Your intuition is right and your professor is wrong. As are most of the people commenting here except /u/nmxt . They are making the same mistake.

Their logic goes : “well there are four *equally probable* initial possibilities. BB, BG, GB, and GG. And a boy answers the door, *eliminating* GG from the possibilities *and doing nothing else*. Therefore you’re left with BB, GB, and BG *of equal probability,* so therefore the other child has a 2/3 chance of being a girl.”

No. Wrong. Bullshit.

Your professor’s problem is the *bad assumption* that a boy answering the door *only alters the probability of the GG possibility*. In reality, it *also* alters the probability of the other 3 possibilities. Your professor is not applying the information gained from the sampling appropriately to all four houses.

Lets take our 3 remaining non-zero probable states, BB, BG, and GB. What is the probability of a boy answering the door at each of these houses? 100%, 50%, and 50%. (and 0% for the GG). If you go to one of these three houses and a boy answers, it is *twice* as likely that we are at a boy-only house than not. However, there are twice as many *kinds* of boy-girl houses. So in the end the odds of the other child being a girl is 0.25*0.5 + 0.25 * 0.5 vs 0.25 * 1. Which is just 0.25 vs 0.25, or 1:1, or 50%.

Let’s write this using Bayes’s law so you can show it to your professor:

>P(A given B) = P(B given A) * P(A) / P(B)

First off, is it correct to eliminate the GG house?

>P(GG|Boy) = P(Boy | GG) * P(GG) / P(Boy) = 0.0 x 0.25 / 0.5 = 0

Yes, the GG house is off the table.

But *we can’t stop there* What we want to know is the probability of *each* house we’re at GIVEN that a boy answered the door.

>P(BG|B) = ?, P(GB|B) = ?, P(BB|B) = ?

Starting with the boy-girl houses:

>P(BG|B) = P(B|BG) * P(BG)/P(B) = 0.5 x 0.25 / 0.5 = 0.25

Probability of the boy answering the door given a BG house, times the probability of a BG house, divided by the probability of a boy. That’s 50% times 25% divided by 50% = 25%. And the answer is identical for the GB house.

>P(BB | B) = P(B | BB) * P(BB) / P(B) = 1.0 x 0.25 / 0.5 = 0.5

Probability of the boy answering the door given a BB house, times the probability of a BB house, divided by the probability of a boy. That’s 100% times 25% divided by 50% = 50%.

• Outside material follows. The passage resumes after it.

PR #391, opened 2016-10-18
automatic lazy bundle support

garlicnation:
Add the ability for vulcanize to determine bundles based on lazy imports detected through <link rel="lazy-import" tags.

So all together our four *weighted* possibilities are:

0.5 + 0.25 + 0.25 + 0.0 = 1.0

And of that 1.0, the chance of a BB house is 50%, and the aggregate chance for houses containing a girl are… 50%.

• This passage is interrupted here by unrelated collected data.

Issue #368, opened 2016-09-06
resolveUrl returns wrong path when serving with build/bundled


johnlim:
Hi, 
I opened an issue initially with [polymer-starter-kit](https://github.com/PolymerElements/polymer-starter-kit/issues/913) but its probably a vulcanize issue. I've copied/pasted the issue over here for convenience.

### Description

Calling resolveUrl in a nested element returns a different url when serving with `polymer serve` and `polymer serve build/bundled`
### Expected outcome

When calling `polymer serve build/bundled`, resolveUrl should return url with base url
### Actual outcome

When calling `polymer serve`, resolveUrl returns `http://localhost:8080/src/custom-element.html` but `polymer serve build/bundled` simply returns `custom-element.html`
### Live Demo

https://github.com/johnlim/polymer-starter-kit/tree/resolveUrl
### Steps to reproduce

1) clone the repo and switch to the branch resolveUrl
2) run bower install if necessary
3) run `polymer build` 
4) run `polyserve` and observe console output which prints out the resolved url as `http://localhost:8080/src/custom-element.html`
5) Clear application cache in browser
6) run `polyserve build/bundled` and observe console output which prints out the resolved url `custom-element.html`
### Browsers Affected

Only tried in Chrome

- [X ] Chrome

usergenic:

A boy answering the door has given you an altered probability of what type of house you may be at. But it has *not* altered the overall probability of the sex of the other child.

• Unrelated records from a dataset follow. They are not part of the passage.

PR #400, opened 2016-11-28
fix file resolving to work with root-level files

FredKSchott:
This is a small fix related to how URLs are resolved. This was the visible bug that caused all the trouble in https://github.com/Polymer/polymer-build/pull/83.

/cc @justinfagnani @usergenic @rictic

### DIFF
--- a/lib/pathresolver.js
+++ b/lib/pathresolver.js
@@ -86,7 +86,14 @@ PathResolver.prototype = {
     var parsedFrom = url.parse(mainDocUrl);
     var parsedTo = url.parse(absUrl);
     if (parsedFrom.protocol === parsedTo.protocol && parsedFrom.host === parsedTo.host) {
-      var pathname = pathPosix.relative(pathPosix.dirname(parsedFrom.pathname), parsedTo.pathname);
+      var parsedFromDir = pathPosix.dirname(parsedFrom.pathname);
+      // top-level file paths like `index.html` will return the dirname `.`.
+      // To calculate the relative path below, we should resolve against the
+      // root (`/`) instead.
+      if (parsedFromDir === '.') {
+        parsedFromDir = path.sep;
+      }
+      var pathname = pathPosix.relative(parsedFromDir, parsedTo.pathname);
       return url.format({
         pathname: pathname,
         search: parsedTo.search,
--- a/test/html/absolute-imports.html
+++ b/test/html/absolute-imports.html
@@ -1,0 +1,23 @@
+<!DOCTYPE html>
+<!--
+    @license
+    Copyright (c) 2014 The Polymer Project Authors. All rights reserved.
+    This code may only be used under the BSD style license found at http://polymer.github.io/LICENSE.txt
+    The complete set of authors may be found at http://polymer.github.io/AUTHORS.txt
+    The complete set of contributors may be found at http://polymer.github.io/CONTRIBUTORS.txt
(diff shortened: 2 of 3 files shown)


lib/pathresolver.js
```diff
@@ -86,7 +86,14 @@ PathResolver.prototype = {
     var parsedFrom = url.parse(mainDocUrl);
     var parsedTo = url.parse(absUrl);
     if (parsedFrom.protocol === parsedTo.protocol && parsedFrom.host === parsedTo.host) {
-      var pathname = pathPosix.relative(pathPosix.dirname(parsedFrom.pathname), parsedTo.pathname);
+      var parsedFromDir = pathPosix.dirname(parsedFrom.pathname);
+      // top-level file paths like `index.html` will return the dirname `.`.
+      // To calculate the relative path below, we should resolve against the
+      // root (`/`) instead.
+      if (parsedFromDir === '.') {
```
usergenic: FWIW, the new v3 branch bundler code works around this with a custom URL relative calculation function that incorporates the logic for isAbsoluteUrl checks etc., so I don't want to get too in depth on this fix-- just trying to understand if there is a case where we expect top-level path not to include the leading '/' -- The tests don't seem to have a case for this, so I just wasn't sure how this branch gets exercised...?  Wouldn't this only happen if we were testing relative imports, not absolute imports?  This PR added '/html/absolute-imports.html'.

I feel like I am missing something... HALP!

lib/pathresolver.js
```diff
@@ -86,7 +86,14 @@ PathResolver.prototype = {
     var parsedFrom = url.parse(mainDocUrl);
     var parsedTo = url.parse(absUrl);
     if (parsedFrom.protocol === parsedTo.protocol && parsedFrom.host === parsedTo.host) {
-      var pathname = pathPosix.relative(pathPosix.dirname(parsedFrom.pathname), parsedTo.pathname);
+      var parsedFromDir = pathPosix.dirname(parsedFrom.pathname);
+      // top-level file paths like `index.html` will return the dirname `.`.
```
justinfagnani: I find this comment a little hard to grok. What's a top-level path, and where do we get it?

lib/pathresolver.js
usergenic: For reference, the new relativeUrl function in v3 for reference.  https://github.com/Polymer/vulcanize/blob/v3/src/url-utils.ts#L48
https://github.com/Polymer/vulcanize/blob/v3/src/test/url-utils_test.ts#L67

None of tests address a case where pathname of the "from" URL isn't absolute, but I just tried calling the new relativeUrl with args 'index.html', 'some-other-thing.html' and it did the right thing, so I think we'll not see a regression in build when we switch to v3.

lib/pathresolver.js
```diff
@@ -86,7 +86,14 @@ PathResolver.prototype = {
...
+      // To calculate the relative path below, we should resolve against the
+      // root (`/`) instead.
+      if (parsedFromDir === '.') {
+        parsedFromDir = path.sep;
```
FredKSchott: right, good catch

FredKSchott:
No longer needed for polymer-build thanks to https://github.com/Polymer/polymer-build/pull/83. 

This may still be a problem for other projects, but given the in-progress v3 branch where this is already fixed, I don't think it's worth potentially breaking things for others now.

*Edit* – a key giveaway is that your professor’s scenario altered the probabilities from:
>0.25 + 0.25 + 0.25 + 0.25 -> 0.25 + 0.25 + 0.25 + 0.0

And then had to manually re-normalized by dividing by 0.75 to get
>0.33 + 0.33 + 0.33 + 0.0 = 1

Bayes’s theorem *handles* the re-normalization when correctly applied to all scenarios when given a new piece of information. That’s why I ended up with 0.5 + 0.25 + 0.25 + 0 = 1. If you are manually re-normalizing a sum of probabilities that *used* to add up to 1, then you’ve generally made a mistake and misapplied the theorum.